US spy chief: Waterboarding is torture
The US national intelligence chief has said he believes the US interrogation practice known as "waterboarding" could be described as torture.
"Whether it's torture by anybody else's definition, for me it would be torture," Mike McConnell told The New Yorker magazine on Jan. 13.
Separately, the head of the US military said he wanted to close the detention centre at Guantanamo Bay as soon as possible because it had damaged America's international standing.
"I'd like to see it shut down," Admiral Mike Mullen said. "I believe that from the standpoint of how it reflects on us that it's been pretty damaging."
But Mullen, the chairman of the US military's Joint Chiefs of Staff, said closing the prison posed major legal problems.
"There are enormous challenges associated with that," he said. "There are enormously complex, complicating legal issues that are way out of my purview."

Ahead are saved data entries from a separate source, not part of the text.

PR #675, opened 2026-07-23
get/set vector nodes using engine

funwithtriangles:
Fixes an issue where trying to use `engine.setParamValue` wasn't working when dealing with a vector type node (e.g. `rgb`). At the store level, we always want these nodes to be individual, but it makes sense for these methods on the engine to be clever and set the component nodes for vectors. Similarly, `engine.getParamValue` now returns an array of values if it is given the ID of a vector node.


packages/engine/src/store/actionCreators/updateParamValue.ts
```diff
@@ -8,13 +8,6 @@ export const createUpdateParamValue: SetterCreator<'updateParamValue'> = () => (
   tempParamValueBuffer[paramId] = value
 }
 
-export const createUpdateMultipleParamValues: SetterCreator<'updateMultipleParamValues'> =
-  () => (paramIds, values) => {
-    for (let i = 0; i < paramIds.length; i++) {
-      tempParamValueBuffer[paramIds[i]] = values[i]
-    }
-  }
-
```
funwithtriangles, line 17: Updating multiple values is now handled by the engine rather than the store

packages/ui-core/src/containers/NodeContainer/ParamColor/ParamColor.tsx
```diff
@@ -1,28 +1,19 @@
...
     ref.current?.updateColor(value as [number, number, number])
   })
 
-  const onVec3ValueChange = useOnParamVec3ValueChange(
-    vectorComponentIds[0],
-    vectorComponentIds[1],
-    vectorComponentIds[2],
-  )
-
-  return <ColorPicker ref={ref} onValueChange={onVec3ValueChange} />
```
funwithtriangles, line 27: was able to do lots of cleanup here and remove hooks we no longer need!

PR #680, opened 2026-07-29
make hedron more touchscreen friendly

cale-bradbury:
Makes hedron more touchscreen friendly
- Nodes can be tapped to display children/add inputs
- Wont grab slider handles when scrolling vertically
- Can grab the middle divider 

https://github.com/user-attachments/assets/687be007-4579-4035-a94b-0b4fd8ceb3ca


funwithtriangles:
Wonderful! I don't have a touchscreen to test with but now I want one 😅 thanks!

PR #926, opened 2024-10-18
PSR-1510 test call of pre-populated POST endpoint. Made landOrPropert…

kberec:
…yHeld and isLandOrPropertyResidential optional


kberec:
Replaced with https://github.com/hmrc/pension-scheme-return-frontend/pull/944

McConnell's comments on waterboarding come as the US House Intelligence Committee continues an investigation into the CIA's destruction of videotapes that are reported to have shown the use of the interrogation technique on suspects.
He also said that should waterboarding ever be determined as torture, "there will be a huge penalty to be paid for anyone engaging in it."
"If I had water draining into my nose, oh God, I just can't imagine how painful!" he said.
"Waterboarding," involves pouring water over subjects who are bound, gagged and hooded in order to terrify them by stimulating the feeling that they are drowning.
McConnell stopped short of categorically describing the interrogation process as torture and declined to say whether he believed it should be formally labeled as such.
Kevin Lanigan, from Human Rights First, told Al Jazeera: "It's a very important step for such a senior official in this [US] administration for the first time to admit that -- with some caveats on his admission -- that this technique is torture."
Michael Mukasey, the US attorney general, has declined to rule on whether "waterboarding" is torture.
A ruling that the technique does constitute torture would put at risk the CIA interrogators who were given permission by the White House in 2002 to use the technique on three prisoners who were considered resistant to conventional interrogation.
McConnell said in his interview that the legal test for torture should be "pretty simple," suggesting: "Is it excruciatingly painful to the point of forcing someone to say something because of the pain?"